Material supplied section start

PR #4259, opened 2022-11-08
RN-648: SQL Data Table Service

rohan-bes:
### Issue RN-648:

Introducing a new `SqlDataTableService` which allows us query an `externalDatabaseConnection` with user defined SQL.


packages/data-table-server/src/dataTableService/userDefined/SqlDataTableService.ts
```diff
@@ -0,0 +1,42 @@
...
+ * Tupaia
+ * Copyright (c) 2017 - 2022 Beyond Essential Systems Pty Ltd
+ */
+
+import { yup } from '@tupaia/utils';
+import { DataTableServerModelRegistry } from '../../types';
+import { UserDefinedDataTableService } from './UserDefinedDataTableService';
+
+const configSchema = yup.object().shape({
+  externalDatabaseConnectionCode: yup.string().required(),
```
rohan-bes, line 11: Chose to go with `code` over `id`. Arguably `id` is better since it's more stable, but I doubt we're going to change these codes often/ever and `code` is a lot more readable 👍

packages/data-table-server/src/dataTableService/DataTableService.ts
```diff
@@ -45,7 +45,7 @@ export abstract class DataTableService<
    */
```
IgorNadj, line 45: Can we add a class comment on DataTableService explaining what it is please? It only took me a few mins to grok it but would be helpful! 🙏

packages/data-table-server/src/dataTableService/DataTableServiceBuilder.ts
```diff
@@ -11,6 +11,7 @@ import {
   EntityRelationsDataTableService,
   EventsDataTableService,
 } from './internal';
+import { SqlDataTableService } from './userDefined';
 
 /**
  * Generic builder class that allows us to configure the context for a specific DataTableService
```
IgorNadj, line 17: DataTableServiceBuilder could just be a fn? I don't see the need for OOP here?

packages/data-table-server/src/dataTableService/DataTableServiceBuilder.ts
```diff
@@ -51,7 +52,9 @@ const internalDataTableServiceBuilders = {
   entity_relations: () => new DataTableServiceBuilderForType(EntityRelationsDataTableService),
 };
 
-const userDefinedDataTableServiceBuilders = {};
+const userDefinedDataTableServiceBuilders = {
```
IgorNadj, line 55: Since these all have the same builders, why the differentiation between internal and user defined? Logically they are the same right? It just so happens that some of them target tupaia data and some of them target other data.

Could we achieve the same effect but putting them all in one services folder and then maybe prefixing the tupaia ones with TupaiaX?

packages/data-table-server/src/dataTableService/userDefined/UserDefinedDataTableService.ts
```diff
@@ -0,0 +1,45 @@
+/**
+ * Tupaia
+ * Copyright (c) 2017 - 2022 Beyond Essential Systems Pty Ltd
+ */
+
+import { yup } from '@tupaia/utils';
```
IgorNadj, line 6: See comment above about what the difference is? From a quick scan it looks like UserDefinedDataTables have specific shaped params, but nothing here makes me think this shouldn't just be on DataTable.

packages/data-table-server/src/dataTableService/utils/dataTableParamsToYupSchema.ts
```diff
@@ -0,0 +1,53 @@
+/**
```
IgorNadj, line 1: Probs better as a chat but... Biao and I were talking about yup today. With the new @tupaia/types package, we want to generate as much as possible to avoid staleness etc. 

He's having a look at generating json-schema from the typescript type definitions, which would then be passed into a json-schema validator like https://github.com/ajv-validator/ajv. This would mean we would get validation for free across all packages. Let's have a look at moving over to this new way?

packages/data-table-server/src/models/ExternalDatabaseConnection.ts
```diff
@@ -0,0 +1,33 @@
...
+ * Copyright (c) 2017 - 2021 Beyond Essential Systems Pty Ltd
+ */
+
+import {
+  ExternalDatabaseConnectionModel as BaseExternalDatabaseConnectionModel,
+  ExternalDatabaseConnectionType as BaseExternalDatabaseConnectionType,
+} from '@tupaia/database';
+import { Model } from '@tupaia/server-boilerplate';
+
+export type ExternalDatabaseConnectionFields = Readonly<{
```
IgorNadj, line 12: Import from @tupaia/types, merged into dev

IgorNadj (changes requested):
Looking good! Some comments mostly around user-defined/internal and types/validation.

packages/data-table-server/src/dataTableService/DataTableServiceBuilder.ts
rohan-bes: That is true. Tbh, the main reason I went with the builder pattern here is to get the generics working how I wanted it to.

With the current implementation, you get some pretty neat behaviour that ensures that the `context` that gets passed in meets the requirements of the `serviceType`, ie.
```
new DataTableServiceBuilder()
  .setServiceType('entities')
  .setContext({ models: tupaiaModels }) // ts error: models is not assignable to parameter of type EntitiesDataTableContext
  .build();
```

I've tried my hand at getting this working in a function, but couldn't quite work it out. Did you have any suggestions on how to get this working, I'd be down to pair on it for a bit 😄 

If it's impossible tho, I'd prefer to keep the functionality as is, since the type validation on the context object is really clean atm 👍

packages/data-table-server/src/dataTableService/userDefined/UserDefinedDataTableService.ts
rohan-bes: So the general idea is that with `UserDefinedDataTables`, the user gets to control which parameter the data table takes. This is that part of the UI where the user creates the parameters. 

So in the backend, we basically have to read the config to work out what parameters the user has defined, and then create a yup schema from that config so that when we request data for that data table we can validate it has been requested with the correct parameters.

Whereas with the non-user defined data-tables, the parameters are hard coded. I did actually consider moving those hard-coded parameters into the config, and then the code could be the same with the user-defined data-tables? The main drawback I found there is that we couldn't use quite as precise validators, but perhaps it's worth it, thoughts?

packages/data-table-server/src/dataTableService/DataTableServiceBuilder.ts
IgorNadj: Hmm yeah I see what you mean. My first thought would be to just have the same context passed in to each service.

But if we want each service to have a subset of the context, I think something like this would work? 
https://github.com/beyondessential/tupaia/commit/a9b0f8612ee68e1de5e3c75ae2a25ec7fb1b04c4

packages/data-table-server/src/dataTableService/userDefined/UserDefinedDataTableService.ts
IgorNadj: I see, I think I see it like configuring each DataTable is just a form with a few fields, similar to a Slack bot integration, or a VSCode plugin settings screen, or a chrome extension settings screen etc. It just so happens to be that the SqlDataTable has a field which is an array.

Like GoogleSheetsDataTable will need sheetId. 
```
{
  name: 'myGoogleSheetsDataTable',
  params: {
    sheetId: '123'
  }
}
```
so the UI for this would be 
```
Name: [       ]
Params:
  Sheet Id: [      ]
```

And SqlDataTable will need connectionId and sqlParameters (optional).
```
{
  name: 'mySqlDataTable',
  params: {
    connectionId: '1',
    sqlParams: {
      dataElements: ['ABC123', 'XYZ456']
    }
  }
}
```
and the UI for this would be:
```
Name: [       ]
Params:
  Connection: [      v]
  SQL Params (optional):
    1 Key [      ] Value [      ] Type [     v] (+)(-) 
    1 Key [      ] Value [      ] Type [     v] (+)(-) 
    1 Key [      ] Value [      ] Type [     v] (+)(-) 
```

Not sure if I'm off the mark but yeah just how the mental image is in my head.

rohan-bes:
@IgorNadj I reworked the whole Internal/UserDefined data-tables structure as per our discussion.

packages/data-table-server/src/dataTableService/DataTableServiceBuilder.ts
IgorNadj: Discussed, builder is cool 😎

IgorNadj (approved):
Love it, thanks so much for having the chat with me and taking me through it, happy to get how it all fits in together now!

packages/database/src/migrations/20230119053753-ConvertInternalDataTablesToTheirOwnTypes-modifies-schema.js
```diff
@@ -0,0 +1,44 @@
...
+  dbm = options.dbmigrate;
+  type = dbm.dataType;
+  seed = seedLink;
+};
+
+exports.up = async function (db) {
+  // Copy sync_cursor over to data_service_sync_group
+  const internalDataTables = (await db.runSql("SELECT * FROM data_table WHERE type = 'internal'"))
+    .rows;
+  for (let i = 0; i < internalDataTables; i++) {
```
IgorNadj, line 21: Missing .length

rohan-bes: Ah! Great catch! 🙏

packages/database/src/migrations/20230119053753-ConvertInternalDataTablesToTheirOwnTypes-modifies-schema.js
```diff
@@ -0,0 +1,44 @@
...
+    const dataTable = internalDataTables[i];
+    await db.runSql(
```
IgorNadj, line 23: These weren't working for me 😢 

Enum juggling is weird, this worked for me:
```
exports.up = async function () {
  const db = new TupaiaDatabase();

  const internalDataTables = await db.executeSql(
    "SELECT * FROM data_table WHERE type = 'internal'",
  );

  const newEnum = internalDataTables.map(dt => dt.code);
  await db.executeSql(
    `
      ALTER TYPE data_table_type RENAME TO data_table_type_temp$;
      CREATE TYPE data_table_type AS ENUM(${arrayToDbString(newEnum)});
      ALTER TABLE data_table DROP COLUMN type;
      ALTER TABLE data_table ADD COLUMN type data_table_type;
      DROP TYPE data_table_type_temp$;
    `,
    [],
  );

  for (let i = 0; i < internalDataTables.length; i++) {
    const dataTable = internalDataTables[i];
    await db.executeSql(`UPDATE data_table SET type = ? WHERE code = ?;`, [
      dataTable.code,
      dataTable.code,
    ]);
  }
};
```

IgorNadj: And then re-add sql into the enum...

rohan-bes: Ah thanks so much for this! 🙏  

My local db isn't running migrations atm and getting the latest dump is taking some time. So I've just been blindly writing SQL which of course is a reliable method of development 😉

Material supplied section end

→ **What you should do**:
In the preceding material, find each line holding the word "COLUMN" and copy it out.

→ **Your solution**:
      ALTER TABLE data_table DROP COLUMN type;
      ALTER TABLE data_table ADD COLUMN type data_table_type;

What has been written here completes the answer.